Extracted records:
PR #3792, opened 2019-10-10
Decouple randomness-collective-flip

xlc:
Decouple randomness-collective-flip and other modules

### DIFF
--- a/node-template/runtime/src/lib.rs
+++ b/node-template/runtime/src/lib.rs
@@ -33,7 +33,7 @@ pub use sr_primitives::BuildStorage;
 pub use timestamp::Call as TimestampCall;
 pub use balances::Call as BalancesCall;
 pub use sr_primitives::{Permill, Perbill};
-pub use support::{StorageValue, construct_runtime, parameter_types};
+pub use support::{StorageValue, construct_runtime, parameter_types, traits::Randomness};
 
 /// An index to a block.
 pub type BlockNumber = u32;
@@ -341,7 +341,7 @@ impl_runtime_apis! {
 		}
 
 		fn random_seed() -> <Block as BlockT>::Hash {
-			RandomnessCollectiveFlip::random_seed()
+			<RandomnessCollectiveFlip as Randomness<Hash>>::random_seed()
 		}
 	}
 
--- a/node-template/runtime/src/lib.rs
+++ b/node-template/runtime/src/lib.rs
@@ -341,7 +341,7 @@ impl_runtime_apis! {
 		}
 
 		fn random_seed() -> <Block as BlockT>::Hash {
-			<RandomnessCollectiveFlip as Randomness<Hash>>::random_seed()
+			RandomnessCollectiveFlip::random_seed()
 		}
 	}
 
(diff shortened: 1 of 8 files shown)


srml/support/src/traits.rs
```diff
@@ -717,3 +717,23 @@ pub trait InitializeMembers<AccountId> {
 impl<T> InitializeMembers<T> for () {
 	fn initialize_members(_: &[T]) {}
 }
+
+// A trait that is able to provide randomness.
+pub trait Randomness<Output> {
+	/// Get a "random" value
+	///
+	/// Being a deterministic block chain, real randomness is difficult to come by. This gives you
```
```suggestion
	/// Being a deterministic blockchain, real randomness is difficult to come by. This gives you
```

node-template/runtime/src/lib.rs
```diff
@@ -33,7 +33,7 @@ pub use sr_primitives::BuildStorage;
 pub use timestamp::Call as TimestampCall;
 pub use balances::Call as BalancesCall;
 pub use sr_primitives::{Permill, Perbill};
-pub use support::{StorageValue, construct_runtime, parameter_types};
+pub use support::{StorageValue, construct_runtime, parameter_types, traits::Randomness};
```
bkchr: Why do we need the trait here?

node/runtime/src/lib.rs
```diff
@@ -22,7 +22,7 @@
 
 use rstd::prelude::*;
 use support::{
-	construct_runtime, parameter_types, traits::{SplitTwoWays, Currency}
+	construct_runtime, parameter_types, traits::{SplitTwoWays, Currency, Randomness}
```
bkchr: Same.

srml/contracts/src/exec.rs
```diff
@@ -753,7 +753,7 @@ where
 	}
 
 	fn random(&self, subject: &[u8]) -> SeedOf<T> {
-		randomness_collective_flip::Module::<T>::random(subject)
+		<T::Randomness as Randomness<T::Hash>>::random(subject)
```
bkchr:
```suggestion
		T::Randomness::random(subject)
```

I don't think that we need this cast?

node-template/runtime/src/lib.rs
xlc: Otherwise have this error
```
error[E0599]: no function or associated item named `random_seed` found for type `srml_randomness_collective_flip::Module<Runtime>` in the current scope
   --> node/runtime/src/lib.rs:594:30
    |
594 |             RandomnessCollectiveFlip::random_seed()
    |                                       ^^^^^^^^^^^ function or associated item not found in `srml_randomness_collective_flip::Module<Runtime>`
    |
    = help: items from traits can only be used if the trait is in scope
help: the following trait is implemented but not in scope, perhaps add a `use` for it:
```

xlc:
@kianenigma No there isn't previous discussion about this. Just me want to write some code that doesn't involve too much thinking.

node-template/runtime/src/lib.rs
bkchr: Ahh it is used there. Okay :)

**WHAT THE TASK ASKS**
In the records above, how many lines include the string "RandomnessCollectiveFlip"? Answer with only the number.

**RESULT OF THE EXERCISE**
5